The location of the defect in relation to relaxed skin tension lines (RSTLs) and facial aesthetic subunits (Fig. 23-36A,B) is also an essential consideration in planning reconstruction. Scar orientation parallel to RSTLs or those camouflaged within facial aesthetic subunits create an optimal environment for wound healing and eventual scar formation. The importance of reconstructions utilizing these two key factors cannot be over emphasized.
Generically speaking, options for repair include healing by second intention, primary closure, skin graft, and skin flapslocal, regional, or distal. Although most publications on reconstructive surgery concentrate on flap design, one should not underestimate primary closure as a viable source in the appropriately chosen regions. Key considerations to this method are wide subcutaneous undermining, defect size, and location.
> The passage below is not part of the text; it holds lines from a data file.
PR #1051, opened 2024-10-09
chore: some minor updates

henryiii:
A few things I noticed that can be updated. Modern version of ruff can auto-detect `src` layout. scikit-build-core 0.10+ can read the min version from the `build-system.requires` table.

### DIFF
--- a/pyproject.toml
+++ b/pyproject.toml
@@ -1,5 +1,5 @@
 [build-system]
-requires = ["scikit-build-core[pyproject]>=0.5", "pybind11>=2.12"]
+requires = ["scikit-build-core>=0.10", "pybind11>=2.12"]
 build-backend = "scikit_build_core.build"
 
 [project]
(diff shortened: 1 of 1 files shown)


HDembinski:
Thanks. Btw, I am working on a patch to get pyhepmc up and running so that we can add a cp313 wheel there as well. I guess it is the last one missing for the scikit-hep package?

henryiii:
I don't think it's in the scikit-hep metapackage.

HDembinski:
Why not?

henryiii:
No idea. I think the goal is to have a somewhat basic subset of packages that tend to be used together. If it fits that, then it could be added. The larger gets, the more unwieldy it gets with potential version incompatibilities, so it should only be added if it’s something that people will generally want to have available with a basic install.

I wonder if we should start defining related subsets of packages as extras…

HDembinski:
Putting it in "extra" oder "all" makes sense. It is an important package, though, HEPMC3 format is a standard serialization format for event generators.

Primary closure should be the first consideration for reconstruction of a surgical defect, and especially in those patients in whom there is an abundance of adjacent lax tissue, it is often the method of choice. Many cheek and forehead defects can be closed primarily as long as they do not cause distortion of adjacent structures such as the lower eyelid and eyebrow. Key to this determination is defect size, proximity to the structure of concern, as well as laxity of the skin. Primary closure should be oriented parallel to relaxed skin tension lines or hidden within facial aesthetic subunits whenever possible. Except for small midline defects, primary closure is seldom possible on the distal nose. The size and midline location is critical to the outcome so as not to cause unilateral nasal distortion.
Skin grafts are also insufficiently discussed in the literature, even though they can play an essential role. Skin grafts on the face should be full thickness when possible. Compared with split thickness grafts, they have the advantage of creating a better color and texture match. They also create less contour irregularities, resist contraction, do not require special equipment to harvest, and are associated with less donor site morbidity. Typical donor sites for full thickness skin include postauricular, preauricular, and supraclavicular areas. Less commonly used sites are the upper forehead, upper eyelid, and nasolabial fold. When determining which site would be most appropriate to reconstruct, the surgeon must examine the defect for size, skin thickness, skin texture, and depth. Postauricular skin, which is often a first choice, is limited by amount of skin for harvest and thin nature, and often it is light colored. Preauricular skin is an excellent choice for thickness and color match, but is also limited by defect size. For larger defects, the supraclavicular region is excellent; however, skin match for the face may be suboptimal. When harvesting skin graft donor sites around the ear, prior facelift scarring can limit tissue availability. Adequate fat trimming from the skin undersurface and postoperative bolster placement are important in helping to maintain graft survivability after placement.